*** RECORDS SHOWN ***

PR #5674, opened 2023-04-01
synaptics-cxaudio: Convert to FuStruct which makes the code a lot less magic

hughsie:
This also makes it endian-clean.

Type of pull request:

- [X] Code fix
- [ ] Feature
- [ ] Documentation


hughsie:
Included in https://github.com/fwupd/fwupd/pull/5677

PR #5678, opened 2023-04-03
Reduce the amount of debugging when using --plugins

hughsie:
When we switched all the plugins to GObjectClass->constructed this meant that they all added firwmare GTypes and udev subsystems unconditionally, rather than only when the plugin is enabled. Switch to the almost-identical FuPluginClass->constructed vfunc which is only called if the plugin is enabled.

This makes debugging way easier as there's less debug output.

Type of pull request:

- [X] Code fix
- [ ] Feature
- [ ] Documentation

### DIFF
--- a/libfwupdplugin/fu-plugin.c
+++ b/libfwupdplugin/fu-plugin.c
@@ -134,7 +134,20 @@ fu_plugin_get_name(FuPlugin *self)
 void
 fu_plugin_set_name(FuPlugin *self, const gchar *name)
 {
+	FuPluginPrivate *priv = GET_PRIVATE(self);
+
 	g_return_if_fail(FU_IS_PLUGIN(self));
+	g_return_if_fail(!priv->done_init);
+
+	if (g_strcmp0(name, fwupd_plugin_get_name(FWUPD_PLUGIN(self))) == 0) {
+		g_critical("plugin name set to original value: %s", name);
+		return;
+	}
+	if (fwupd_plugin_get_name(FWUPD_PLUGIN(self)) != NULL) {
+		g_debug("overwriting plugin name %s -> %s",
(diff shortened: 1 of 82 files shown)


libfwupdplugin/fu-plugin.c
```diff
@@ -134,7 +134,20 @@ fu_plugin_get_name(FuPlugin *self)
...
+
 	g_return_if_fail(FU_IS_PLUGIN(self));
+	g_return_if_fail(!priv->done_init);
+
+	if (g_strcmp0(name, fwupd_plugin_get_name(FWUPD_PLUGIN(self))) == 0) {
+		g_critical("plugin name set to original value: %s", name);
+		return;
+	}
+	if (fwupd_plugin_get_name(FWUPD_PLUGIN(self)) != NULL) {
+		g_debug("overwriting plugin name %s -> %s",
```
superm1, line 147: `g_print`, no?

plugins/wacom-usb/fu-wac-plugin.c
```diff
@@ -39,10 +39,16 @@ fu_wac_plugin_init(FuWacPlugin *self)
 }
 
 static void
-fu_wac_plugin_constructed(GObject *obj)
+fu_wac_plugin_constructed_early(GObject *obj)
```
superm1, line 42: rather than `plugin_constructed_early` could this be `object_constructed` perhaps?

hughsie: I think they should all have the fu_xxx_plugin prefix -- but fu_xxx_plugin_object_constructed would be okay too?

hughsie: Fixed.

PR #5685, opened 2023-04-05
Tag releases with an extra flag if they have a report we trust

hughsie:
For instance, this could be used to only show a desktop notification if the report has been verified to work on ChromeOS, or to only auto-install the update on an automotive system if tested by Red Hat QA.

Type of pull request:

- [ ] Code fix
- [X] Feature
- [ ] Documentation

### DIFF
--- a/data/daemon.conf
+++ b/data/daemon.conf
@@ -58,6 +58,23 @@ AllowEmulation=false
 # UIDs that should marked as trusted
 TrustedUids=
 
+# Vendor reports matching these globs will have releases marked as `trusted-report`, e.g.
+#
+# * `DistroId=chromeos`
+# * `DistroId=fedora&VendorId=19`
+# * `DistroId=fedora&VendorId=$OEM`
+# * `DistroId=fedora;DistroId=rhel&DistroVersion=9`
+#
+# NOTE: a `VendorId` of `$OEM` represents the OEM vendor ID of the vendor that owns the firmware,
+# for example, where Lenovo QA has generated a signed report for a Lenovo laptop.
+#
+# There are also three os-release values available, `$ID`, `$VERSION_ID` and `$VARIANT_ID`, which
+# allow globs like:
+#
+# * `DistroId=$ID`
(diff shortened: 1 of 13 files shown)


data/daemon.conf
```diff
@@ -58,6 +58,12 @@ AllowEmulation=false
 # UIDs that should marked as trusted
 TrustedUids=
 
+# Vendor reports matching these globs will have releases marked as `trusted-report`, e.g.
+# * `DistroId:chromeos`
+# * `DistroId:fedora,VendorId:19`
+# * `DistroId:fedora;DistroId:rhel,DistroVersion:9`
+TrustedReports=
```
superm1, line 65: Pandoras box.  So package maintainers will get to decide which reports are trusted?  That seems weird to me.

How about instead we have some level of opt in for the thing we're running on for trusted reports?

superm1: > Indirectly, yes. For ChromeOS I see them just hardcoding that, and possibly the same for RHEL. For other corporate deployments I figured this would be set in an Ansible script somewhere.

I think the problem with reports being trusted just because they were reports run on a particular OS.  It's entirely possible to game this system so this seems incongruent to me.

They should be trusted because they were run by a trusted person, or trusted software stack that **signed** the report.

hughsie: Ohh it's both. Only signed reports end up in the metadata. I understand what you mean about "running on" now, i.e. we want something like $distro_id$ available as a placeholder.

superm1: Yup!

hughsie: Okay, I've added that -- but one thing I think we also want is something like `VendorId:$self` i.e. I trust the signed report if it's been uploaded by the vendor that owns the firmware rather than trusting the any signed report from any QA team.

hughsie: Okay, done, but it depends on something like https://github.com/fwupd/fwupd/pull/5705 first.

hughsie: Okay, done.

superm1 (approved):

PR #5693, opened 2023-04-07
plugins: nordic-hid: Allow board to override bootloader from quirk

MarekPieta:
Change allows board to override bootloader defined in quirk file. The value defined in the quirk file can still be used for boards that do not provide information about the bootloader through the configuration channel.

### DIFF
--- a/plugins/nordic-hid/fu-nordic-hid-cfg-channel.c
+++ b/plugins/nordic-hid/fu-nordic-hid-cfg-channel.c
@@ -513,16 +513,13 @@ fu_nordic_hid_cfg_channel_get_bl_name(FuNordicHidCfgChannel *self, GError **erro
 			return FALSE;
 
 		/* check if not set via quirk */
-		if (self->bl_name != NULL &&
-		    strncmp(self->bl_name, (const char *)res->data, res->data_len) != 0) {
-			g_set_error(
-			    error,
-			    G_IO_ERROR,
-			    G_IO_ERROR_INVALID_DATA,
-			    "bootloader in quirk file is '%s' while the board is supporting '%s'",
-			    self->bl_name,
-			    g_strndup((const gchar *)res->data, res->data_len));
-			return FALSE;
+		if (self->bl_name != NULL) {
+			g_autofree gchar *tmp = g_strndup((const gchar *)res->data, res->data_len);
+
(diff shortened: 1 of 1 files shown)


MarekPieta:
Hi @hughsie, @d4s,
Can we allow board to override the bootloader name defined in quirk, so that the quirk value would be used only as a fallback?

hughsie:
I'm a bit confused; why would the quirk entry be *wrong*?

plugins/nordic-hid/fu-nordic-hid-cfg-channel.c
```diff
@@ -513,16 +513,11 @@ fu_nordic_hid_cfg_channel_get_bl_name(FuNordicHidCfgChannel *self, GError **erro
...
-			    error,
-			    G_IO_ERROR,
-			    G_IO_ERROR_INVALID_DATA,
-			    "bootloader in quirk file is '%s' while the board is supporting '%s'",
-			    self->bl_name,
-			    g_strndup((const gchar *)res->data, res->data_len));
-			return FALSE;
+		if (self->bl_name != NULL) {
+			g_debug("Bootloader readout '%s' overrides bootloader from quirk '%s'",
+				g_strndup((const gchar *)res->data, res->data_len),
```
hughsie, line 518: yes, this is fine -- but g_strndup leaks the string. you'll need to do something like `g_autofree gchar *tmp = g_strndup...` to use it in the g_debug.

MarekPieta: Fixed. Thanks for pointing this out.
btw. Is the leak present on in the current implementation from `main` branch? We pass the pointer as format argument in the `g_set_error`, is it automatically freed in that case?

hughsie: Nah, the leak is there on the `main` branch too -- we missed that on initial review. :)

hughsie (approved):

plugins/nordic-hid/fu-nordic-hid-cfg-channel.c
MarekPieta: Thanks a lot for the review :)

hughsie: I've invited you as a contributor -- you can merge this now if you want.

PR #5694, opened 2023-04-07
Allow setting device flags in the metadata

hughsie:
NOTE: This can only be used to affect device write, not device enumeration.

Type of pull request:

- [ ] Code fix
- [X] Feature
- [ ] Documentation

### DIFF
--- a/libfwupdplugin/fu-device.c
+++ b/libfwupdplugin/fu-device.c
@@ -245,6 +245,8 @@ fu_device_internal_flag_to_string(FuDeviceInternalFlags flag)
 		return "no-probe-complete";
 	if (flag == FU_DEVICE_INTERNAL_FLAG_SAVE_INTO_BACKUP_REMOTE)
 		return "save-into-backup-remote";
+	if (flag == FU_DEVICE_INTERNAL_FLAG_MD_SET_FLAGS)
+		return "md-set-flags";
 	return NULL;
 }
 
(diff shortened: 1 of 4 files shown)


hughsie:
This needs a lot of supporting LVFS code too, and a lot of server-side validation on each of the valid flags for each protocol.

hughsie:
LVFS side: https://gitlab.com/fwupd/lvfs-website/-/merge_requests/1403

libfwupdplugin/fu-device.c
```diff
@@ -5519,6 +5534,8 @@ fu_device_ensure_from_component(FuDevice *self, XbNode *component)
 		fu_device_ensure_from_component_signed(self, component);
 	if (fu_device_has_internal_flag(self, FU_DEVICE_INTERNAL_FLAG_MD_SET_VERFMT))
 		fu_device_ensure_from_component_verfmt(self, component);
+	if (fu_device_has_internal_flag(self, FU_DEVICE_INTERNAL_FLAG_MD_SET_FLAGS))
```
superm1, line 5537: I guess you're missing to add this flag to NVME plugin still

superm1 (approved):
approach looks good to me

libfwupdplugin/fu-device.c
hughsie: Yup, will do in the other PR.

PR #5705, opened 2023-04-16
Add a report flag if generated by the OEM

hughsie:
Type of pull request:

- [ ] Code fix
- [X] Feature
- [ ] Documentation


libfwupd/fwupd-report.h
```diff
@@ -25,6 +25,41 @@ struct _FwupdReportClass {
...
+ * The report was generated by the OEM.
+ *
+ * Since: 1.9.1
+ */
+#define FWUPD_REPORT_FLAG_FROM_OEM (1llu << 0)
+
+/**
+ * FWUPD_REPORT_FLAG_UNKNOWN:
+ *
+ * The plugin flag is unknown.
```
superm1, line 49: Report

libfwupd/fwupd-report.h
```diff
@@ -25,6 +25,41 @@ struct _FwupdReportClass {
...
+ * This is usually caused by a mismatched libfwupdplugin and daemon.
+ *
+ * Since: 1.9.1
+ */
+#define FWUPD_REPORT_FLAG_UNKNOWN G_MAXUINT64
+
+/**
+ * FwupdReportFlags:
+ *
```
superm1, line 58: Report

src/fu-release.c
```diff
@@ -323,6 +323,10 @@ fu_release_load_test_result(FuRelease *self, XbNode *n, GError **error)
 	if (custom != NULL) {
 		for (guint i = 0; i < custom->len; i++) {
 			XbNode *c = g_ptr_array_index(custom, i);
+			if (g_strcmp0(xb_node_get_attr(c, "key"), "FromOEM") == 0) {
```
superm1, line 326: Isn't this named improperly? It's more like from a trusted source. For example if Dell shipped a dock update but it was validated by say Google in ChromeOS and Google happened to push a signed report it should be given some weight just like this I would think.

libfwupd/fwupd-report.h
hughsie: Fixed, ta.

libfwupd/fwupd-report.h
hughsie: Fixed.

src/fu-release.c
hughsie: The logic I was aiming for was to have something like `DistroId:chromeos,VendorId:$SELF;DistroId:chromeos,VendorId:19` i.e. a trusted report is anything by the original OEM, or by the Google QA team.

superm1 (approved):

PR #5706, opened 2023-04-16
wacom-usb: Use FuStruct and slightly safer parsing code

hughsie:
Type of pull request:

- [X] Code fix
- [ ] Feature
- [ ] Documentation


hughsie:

*** End of RECORDS SHOWN ***

== BRIEF ==
Go through the records and gather the lines that hold "other".

== EXPECTED ANSWER ==
superm1: > Indirectly, yes. For ChromeOS I see them just hardcoding that, and possibly the same for RHEL. For other corporate deployments I figured this would be set in an Ansible script somewhere.
hughsie: Yup, will do in the other PR.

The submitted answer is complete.